*** Begin section ***

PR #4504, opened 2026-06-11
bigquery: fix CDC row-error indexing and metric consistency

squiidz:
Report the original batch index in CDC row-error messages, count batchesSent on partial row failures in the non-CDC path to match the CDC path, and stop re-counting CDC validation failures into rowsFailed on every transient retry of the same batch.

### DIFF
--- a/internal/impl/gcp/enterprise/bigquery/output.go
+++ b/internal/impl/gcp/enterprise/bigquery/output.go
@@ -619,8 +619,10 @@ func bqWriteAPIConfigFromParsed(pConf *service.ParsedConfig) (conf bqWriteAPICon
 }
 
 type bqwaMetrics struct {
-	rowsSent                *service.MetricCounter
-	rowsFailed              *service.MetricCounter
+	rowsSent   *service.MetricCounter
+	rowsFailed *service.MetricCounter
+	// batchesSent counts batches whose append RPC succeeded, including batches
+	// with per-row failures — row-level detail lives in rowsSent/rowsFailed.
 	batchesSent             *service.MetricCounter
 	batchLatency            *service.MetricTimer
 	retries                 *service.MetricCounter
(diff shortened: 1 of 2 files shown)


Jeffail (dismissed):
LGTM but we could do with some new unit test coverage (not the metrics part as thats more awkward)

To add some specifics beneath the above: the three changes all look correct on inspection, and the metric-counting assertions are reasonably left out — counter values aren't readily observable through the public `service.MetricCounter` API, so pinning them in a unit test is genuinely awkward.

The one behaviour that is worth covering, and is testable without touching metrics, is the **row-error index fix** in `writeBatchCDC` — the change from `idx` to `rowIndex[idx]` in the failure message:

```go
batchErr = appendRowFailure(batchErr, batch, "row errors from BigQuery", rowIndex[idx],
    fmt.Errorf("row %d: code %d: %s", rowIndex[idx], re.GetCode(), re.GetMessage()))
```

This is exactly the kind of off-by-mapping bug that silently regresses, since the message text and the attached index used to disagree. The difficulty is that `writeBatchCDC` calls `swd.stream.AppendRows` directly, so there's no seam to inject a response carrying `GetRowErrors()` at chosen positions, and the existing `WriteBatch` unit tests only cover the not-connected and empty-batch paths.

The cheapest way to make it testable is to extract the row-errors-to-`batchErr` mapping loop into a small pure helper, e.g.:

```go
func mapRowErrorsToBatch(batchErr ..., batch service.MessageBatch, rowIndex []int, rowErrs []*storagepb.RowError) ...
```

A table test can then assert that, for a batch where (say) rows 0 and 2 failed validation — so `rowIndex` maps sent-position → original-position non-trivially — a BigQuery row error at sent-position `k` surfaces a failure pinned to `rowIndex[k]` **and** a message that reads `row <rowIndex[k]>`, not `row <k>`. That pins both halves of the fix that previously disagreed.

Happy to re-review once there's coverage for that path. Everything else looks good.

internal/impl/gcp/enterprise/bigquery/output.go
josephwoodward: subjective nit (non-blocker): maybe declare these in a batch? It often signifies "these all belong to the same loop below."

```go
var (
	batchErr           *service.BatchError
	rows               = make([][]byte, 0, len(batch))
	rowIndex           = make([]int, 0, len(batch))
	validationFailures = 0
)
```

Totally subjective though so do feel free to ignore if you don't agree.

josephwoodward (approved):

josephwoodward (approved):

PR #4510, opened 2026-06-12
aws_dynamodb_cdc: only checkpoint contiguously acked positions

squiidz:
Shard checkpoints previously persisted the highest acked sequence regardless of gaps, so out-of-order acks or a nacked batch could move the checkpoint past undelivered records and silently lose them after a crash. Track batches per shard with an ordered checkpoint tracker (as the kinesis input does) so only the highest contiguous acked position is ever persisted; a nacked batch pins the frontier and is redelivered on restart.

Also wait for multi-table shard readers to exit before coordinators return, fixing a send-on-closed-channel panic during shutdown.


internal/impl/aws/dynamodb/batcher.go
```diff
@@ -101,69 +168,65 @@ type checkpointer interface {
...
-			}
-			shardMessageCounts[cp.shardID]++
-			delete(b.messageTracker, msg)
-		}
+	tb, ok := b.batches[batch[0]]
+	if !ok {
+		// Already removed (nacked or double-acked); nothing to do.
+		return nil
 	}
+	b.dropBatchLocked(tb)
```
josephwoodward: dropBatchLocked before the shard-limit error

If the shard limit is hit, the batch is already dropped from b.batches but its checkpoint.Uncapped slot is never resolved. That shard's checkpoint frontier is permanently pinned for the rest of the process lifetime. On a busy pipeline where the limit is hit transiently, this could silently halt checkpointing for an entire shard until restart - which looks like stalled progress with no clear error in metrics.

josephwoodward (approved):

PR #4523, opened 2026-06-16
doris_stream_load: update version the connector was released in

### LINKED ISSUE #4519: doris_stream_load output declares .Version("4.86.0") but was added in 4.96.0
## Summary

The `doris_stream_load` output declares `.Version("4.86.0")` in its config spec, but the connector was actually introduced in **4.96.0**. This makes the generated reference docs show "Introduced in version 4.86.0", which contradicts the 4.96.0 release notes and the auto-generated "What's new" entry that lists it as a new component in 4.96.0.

*** End section ***

Say how many lines in this material hold "batchesSent", and say nothing else.

• COMPLETED EXERCISE:
3